• Data for this exercise
┄┄┄┄┄┄┄┄┄┄┄┄┄┄┄┄┄┄┄┄

PR #40696, opened 2025-08-11
Fix grammar in captureEvents() note

neeko-cat:
### Description

Fix grammar in the captureEvents() note by replacing “This is an method” with “This method was…”.

### Motivation

Readability and correctness of the documentation.

### DIFF
--- a/files/en-us/web/api/window/captureevents/index.md
+++ b/files/en-us/web/api/window/captureevents/index.md
@@ -13,7 +13,7 @@ browser-compat: api.Window.captureEvents
 The **`Window.captureEvents()`** method does nothing.
 
 > [!NOTE]
-> This is an method long removed from the specification. It is kept in browsers to prevent code breakage but does nothing.
+> This method was long removed from the specification. It is kept in browsers to prevent code breakage but does nothing.
 
 ## Syntax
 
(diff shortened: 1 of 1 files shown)


files/en-us/web/api/window/captureevents/index.md
```diff
@@ -13,7 +13,7 @@ browser-compat: api.Window.captureEvents
 The **`Window.captureEvents()`** method does nothing.
 
 > [!NOTE]
-> This is an method long removed from the specification. It is kept in browsers to prevent code breakage but does nothing.
+> This method was long removed from the specification. It is kept in browsers to prevent code breakage but does nothing.
```
wbamberg: Thank you for finding the grammar error! This is still a bit weird, because (1) technically the method hasn't been removed, and (2) we already said it does nothing, so this is repetitive.

Perhaps we could remove this note and update the intro paragraph?

> The **`Window.captureEvents()`** method does nothing. Its original behavior has been removed from the specification, but the method itself has been retained so as not to break code that calls it.

neeko-cat: yeah makes sense!

wbamberg (approved):
👍 thank you!

PR #40714, opened 2025-08-13
fix cssxref typo

zhangenming:
It might be necessary to have a universal method to find all similar errors


Josh-Cena (approved):
Good catch, thanks

aalonso777777 (commented):
Okay thanks aalonso777777@gmail.gmail.com

PR #40728, opened 2025-08-13
Add "See also" links to Temporal polyfills

arshaw:
### Description

Adds the `@js-temporal/polyfill` and `temporal-polyfill` polyfills to the Temporal "See also" section.

### Motivation

It might be useful to link to the two established Temporal polyfills for people wishing to use the API now.

### Additional details

I've attempted to follow MDN-content conventions for linking to polyfills.

I am the author of the "FullCalendar" Temporal polyfill. Also, I've been working with the Temporal champions over the past three years to help refine the spec.

### DIFF
--- a/files/en-us/web/javascript/reference/global_objects/temporal/index.md
+++ b/files/en-us/web/javascript/reference/global_objects/temporal/index.md
@@ -377,5 +377,5 @@ The `Temporal` objects will refuse to construct an instance representing a date/
 - {{jsxref("Intl.DateTimeFormat")}}
 - {{jsxref("Intl.RelativeTimeFormat")}}
 - {{jsxref("Intl.DurationFormat")}}
-- [Temporal Polyfill by proposal champions](https://github.com/js-temporal/temporal-polyfill#readme) (also available as an [npm package](https://www.npmjs.com/package/@js-temporal/polyfill))
-- [Temporal Polyfill by FullCalendar](https://github.com/fullcalendar/temporal-polyfill#readme) (also available as an [npm package](https://www.npmjs.com/package/temporal-polyfill))
+- [Temporal polyfill by proposal champions](https://www.npmjs.com/package/@js-temporal/polyfill)
+- [Temporal polyfill by FullCalendar](https://www.npmjs.com/package/temporal-polyfill)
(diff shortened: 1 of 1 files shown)


files/en-us/web/javascript/reference/global_objects/temporal/index.md
```diff
@@ -377,3 +377,5 @@ The `Temporal` objects will refuse to construct an instance representing a date/
 - {{jsxref("Intl.DateTimeFormat")}}
 - {{jsxref("Intl.RelativeTimeFormat")}}
 - {{jsxref("Intl.DurationFormat")}}
+- [Temporal Polyfill by proposal champions](https://github.com/js-temporal/temporal-polyfill#readme) (also available as an [npm package](https://www.npmjs.com/package/@js-temporal/polyfill))
+- [Temporal Polyfill by FullCalendar](https://github.com/fullcalendar/temporal-polyfill#readme) (also available as an [npm package](https://www.npmjs.com/package/temporal-polyfill))
```
Josh-Cena:
```suggestion
- [Temporal polyfill by FullCalendar](https://www.npmjs.com/package/temporal-polyfill)
```

Thanks. I personally use your polyfill :) I suggest removing the other one because it's intended for experimentation and isn't really great for production (or so I heard)

arshaw: Thanks for looking at this @Josh-Cena. Hopefully my polyfill is serving you well!

What you're describing about the other polyfill sounds like the distinction between `@js-temporal/polyfill` vs the "non-production" polyfill described [here](https://github.com/tc39/proposal-temporal/tree/main/?tab=readme-ov-file#polyfills), which is basically an unoptimized reference implementation that powers the playground on the [proposal-temporal docs](https://tc39.es/proposal-temporal/docs/).

I would suggest still keeping `@js-temporal/polyfill` in the MDN list. It's more than twice the size, but it is slightly more compliant than FullCalendar's. You can see the FullCalendar plugin's deviations [here](https://github.com/fullcalendar/temporal-polyfill/blob/main/packages/temporal-polyfill/scripts/test262-config/expected-failures.txt). Some people might appreciate the strictness, and don't care about file size, like those using Node-only environments.

Josh-Cena: Thanks. Let's go with this then:

```suggestion
- [Temporal polyfill by proposal champions](https://www.npmjs.com/package/@js-temporal/polyfill)
- [Temporal polyfill by FullCalendar](https://www.npmjs.com/package/temporal-polyfill)
```

arshaw: Sounds good to me @Josh-Cena. Committed

Josh-Cena (approved):
Nice, thank you!

PR #40729, opened 2025-08-13
Fix typo

### LINKED ISSUE #40726: TYPO: "The" should be "This"
### MDN URL

https://developer.mozilla.org/en-US/docs/Glossary/Browsing_context

Browsing context 4th paragraph

By default a document opened from a browser context group is opened in the same group whether or not it is cross-origin or same-origin. The Cross-Origin-Opener-Policy can be used to control whether the document is instead opened in its own new browsing context group and cross-origin isolated from other contexts (in particular cross-origin contexts). **The** can mitigate the risk of cross-origin attacks and the side-channel attacks referred to as XS-Leaks.

By default a document opened from a browser context group is opened in the same group whether or not it is cross-origin or same-origin. The Cross-Origin-Opener-Policy can be used to control whether the document is instead opened in its own new browsing context group and cross-origin isolated from other contexts (in particular cross-origin contexts). **This** can mitigate the risk of cross-origin attacks and the side-channel attacks referred to as XS-Leaks.

_No response_

_No response_

dipikabh:
### Description

Fixes https://github.com/mdn/content/issues/40726

...plus a few other edits.

### DIFF
--- a/files/en-us/glossary/browsing_context/index.md
+++ b/files/en-us/glossary/browsing_context/index.md
@@ -10,14 +10,14 @@ In modern browsers, it usually is a _tab_, but it can be a _window_, a _popup_, 
 
 Each browsing context has an origin (that of the active document) and an ordered history of previously displayed documents.
 Communication and resource sharing between browsing contexts is constrained, in particular between cross-origin contexts.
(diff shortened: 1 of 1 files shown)


hamishwillee (approved):
Thank you. If I wrote that, it was a very bad day :-(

┄┄┄┄┄┄┄┄┄┄┄┄┄┄┄┄┄┄┄┄

• Work instruction
The data above is to be restated line for line, word for word.

• Solution for this problem
PR #40696, opened 2025-08-11
Fix grammar in captureEvents() note

neeko-cat:
### Description

Fix grammar in the captureEvents() note by replacing “This is an method” with “This method was…”.

### Motivation

Readability and correctness of the documentation.

### DIFF
--- a/files/en-us/web/api/window/captureevents/index.md
+++ b/files/en-us/web/api/window/captureevents/index.md
@@ -13,7 +13,7 @@ browser-compat: api.Window.captureEvents
 The **`Window.captureEvents()`** method does nothing.
 
 > [!NOTE]
-> This is an method long removed from the specification. It is kept in browsers to prevent code breakage but does nothing.
+> This method was long removed from the specification. It is kept in browsers to prevent code breakage but does nothing.
 
 ## Syntax
 
(diff shortened: 1 of 1 files shown)


files/en-us/web/api/window/captureevents/index.md
```diff
@@ -13,7 +13,7 @@ browser-compat: api.Window.captureEvents
 The **`Window.captureEvents()`** method does nothing.
 
 > [!NOTE]
-> This is an method long removed from the specification. It is kept in browsers to prevent code breakage but does nothing.
+> This method was long removed from the specification. It is kept in browsers to prevent code breakage but does nothing.
```
wbamberg: Thank you for finding the grammar error! This is still a bit weird, because (1) technically the method hasn't been removed, and (2) we already said it does nothing, so this is repetitive.

Perhaps we could remove this note and update the intro paragraph?

> The **`Window.captureEvents()`** method does nothing. Its original behavior has been removed from the specification, but the method itself has been retained so as not to break code that calls it.

neeko-cat: yeah makes sense!

wbamberg (approved):
👍 thank you!

PR #40714, opened 2025-08-13
fix cssxref typo

zhangenming:
It might be necessary to have a universal method to find all similar errors


Josh-Cena (approved):
Good catch, thanks

aalonso777777 (commented):
Okay thanks aalonso777777@gmail.gmail.com

PR #40728, opened 2025-08-13
Add "See also" links to Temporal polyfills

arshaw:
### Description

Adds the `@js-temporal/polyfill` and `temporal-polyfill` polyfills to the Temporal "See also" section.

### Motivation

It might be useful to link to the two established Temporal polyfills for people wishing to use the API now.

### Additional details

I've attempted to follow MDN-content conventions for linking to polyfills.

I am the author of the "FullCalendar" Temporal polyfill. Also, I've been working with the Temporal champions over the past three years to help refine the spec.

### DIFF
--- a/files/en-us/web/javascript/reference/global_objects/temporal/index.md
+++ b/files/en-us/web/javascript/reference/global_objects/temporal/index.md
@@ -377,5 +377,5 @@ The `Temporal` objects will refuse to construct an instance representing a date/
 - {{jsxref("Intl.DateTimeFormat")}}
 - {{jsxref("Intl.RelativeTimeFormat")}}
 - {{jsxref("Intl.DurationFormat")}}
-- [Temporal Polyfill by proposal champions](https://github.com/js-temporal/temporal-polyfill#readme) (also available as an [npm package](https://www.npmjs.com/package/@js-temporal/polyfill))
-- [Temporal Polyfill by FullCalendar](https://github.com/fullcalendar/temporal-polyfill#readme) (also available as an [npm package](https://www.npmjs.com/package/temporal-polyfill))
+- [Temporal polyfill by proposal champions](https://www.npmjs.com/package/@js-temporal/polyfill)
+- [Temporal polyfill by FullCalendar](https://www.npmjs.com/package/temporal-polyfill)
(diff shortened: 1 of 1 files shown)


files/en-us/web/javascript/reference/global_objects/temporal/index.md
```diff
@@ -377,3 +377,5 @@ The `Temporal` objects will refuse to construct an instance representing a date/
 - {{jsxref("Intl.DateTimeFormat")}}
 - {{jsxref("Intl.RelativeTimeFormat")}}
 - {{jsxref("Intl.DurationFormat")}}
+- [Temporal Polyfill by proposal champions](https://github.com/js-temporal/temporal-polyfill#readme) (also available as an [npm package](https://www.npmjs.com/package/@js-temporal/polyfill))
+- [Temporal Polyfill by FullCalendar](https://github.com/fullcalendar/temporal-polyfill#readme) (also available as an [npm package](https://www.npmjs.com/package/temporal-polyfill))
```
Josh-Cena:
```suggestion
- [Temporal polyfill by FullCalendar](https://www.npmjs.com/package/temporal-polyfill)
```

Thanks. I personally use your polyfill :) I suggest removing the other one because it's intended for experimentation and isn't really great for production (or so I heard)

arshaw: Thanks for looking at this @Josh-Cena. Hopefully my polyfill is serving you well!

What you're describing about the other polyfill sounds like the distinction between `@js-temporal/polyfill` vs the "non-production" polyfill described [here](https://github.com/tc39/proposal-temporal/tree/main/?tab=readme-ov-file#polyfills), which is basically an unoptimized reference implementation that powers the playground on the [proposal-temporal docs](https://tc39.es/proposal-temporal/docs/).

I would suggest still keeping `@js-temporal/polyfill` in the MDN list. It's more than twice the size, but it is slightly more compliant than FullCalendar's. You can see the FullCalendar plugin's deviations [here](https://github.com/fullcalendar/temporal-polyfill/blob/main/packages/temporal-polyfill/scripts/test262-config/expected-failures.txt). Some people might appreciate the strictness, and don't care about file size, like those using Node-only environments.

Josh-Cena: Thanks. Let's go with this then:

```suggestion
- [Temporal polyfill by proposal champions](https://www.npmjs.com/package/@js-temporal/polyfill)
- [Temporal polyfill by FullCalendar](https://www.npmjs.com/package/temporal-polyfill)
```

arshaw: Sounds good to me @Josh-Cena. Committed

Josh-Cena (approved):
Nice, thank you!

PR #40729, opened 2025-08-13
Fix typo

### LINKED ISSUE #40726: TYPO: "The" should be "This"
### MDN URL

https://developer.mozilla.org/en-US/docs/Glossary/Browsing_context

Browsing context 4th paragraph

By default a document opened from a browser context group is opened in the same group whether or not it is cross-origin or same-origin. The Cross-Origin-Opener-Policy can be used to control whether the document is instead opened in its own new browsing context group and cross-origin isolated from other contexts (in particular cross-origin contexts). **The** can mitigate the risk of cross-origin attacks and the side-channel attacks referred to as XS-Leaks.

By default a document opened from a browser context group is opened in the same group whether or not it is cross-origin or same-origin. The Cross-Origin-Opener-Policy can be used to control whether the document is instead opened in its own new browsing context group and cross-origin isolated from other contexts (in particular cross-origin contexts). **This** can mitigate the risk of cross-origin attacks and the side-channel attacks referred to as XS-Leaks.

_No response_

_No response_

dipikabh:
### Description

Fixes https://github.com/mdn/content/issues/40726

...plus a few other edits.

### DIFF
--- a/files/en-us/glossary/browsing_context/index.md
+++ b/files/en-us/glossary/browsing_context/index.md
@@ -10,14 +10,14 @@ In modern browsers, it usually is a _tab_, but it can be a _window_, a _popup_, 
 
 Each browsing context has an origin (that of the active document) and an ordered history of previously displayed documents.
 Communication and resource sharing between browsing contexts is constrained, in particular between cross-origin contexts.
(diff shortened: 1 of 1 files shown)


hamishwillee (approved):
Thank you. If I wrote that, it was a very bad day :-(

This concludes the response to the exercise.